- What is being asked
For the data below, tally how many lines contain "Readable" and answer only with that tally.

- Items listed in a dataset
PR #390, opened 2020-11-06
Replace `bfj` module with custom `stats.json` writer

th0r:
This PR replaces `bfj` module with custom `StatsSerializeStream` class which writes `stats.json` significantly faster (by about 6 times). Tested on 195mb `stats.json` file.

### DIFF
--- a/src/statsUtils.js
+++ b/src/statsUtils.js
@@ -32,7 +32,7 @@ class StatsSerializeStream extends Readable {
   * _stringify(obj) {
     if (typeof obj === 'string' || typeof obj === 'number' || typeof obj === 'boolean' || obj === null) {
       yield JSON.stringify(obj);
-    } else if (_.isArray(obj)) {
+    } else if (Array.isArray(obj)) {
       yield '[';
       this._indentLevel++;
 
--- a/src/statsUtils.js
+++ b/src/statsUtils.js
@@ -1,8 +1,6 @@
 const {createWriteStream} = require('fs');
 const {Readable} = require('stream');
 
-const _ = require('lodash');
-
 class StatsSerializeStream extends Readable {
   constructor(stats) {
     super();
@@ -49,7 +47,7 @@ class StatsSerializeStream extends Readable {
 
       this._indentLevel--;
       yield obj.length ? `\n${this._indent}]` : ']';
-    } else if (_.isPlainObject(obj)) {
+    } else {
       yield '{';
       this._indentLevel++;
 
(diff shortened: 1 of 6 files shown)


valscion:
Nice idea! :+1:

--

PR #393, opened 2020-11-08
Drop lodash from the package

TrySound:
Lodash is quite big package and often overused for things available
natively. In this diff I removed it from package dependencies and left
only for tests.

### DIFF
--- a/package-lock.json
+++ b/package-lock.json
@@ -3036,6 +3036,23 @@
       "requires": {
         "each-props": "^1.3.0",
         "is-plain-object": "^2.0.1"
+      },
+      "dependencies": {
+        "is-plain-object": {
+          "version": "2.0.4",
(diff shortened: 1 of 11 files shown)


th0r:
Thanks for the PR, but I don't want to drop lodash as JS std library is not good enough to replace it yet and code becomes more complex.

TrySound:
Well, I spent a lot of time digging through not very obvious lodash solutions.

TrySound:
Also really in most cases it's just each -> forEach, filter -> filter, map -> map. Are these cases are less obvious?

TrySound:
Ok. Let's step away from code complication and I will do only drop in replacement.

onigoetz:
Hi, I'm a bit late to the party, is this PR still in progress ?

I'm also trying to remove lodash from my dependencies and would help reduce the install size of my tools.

- Response for this exercise
4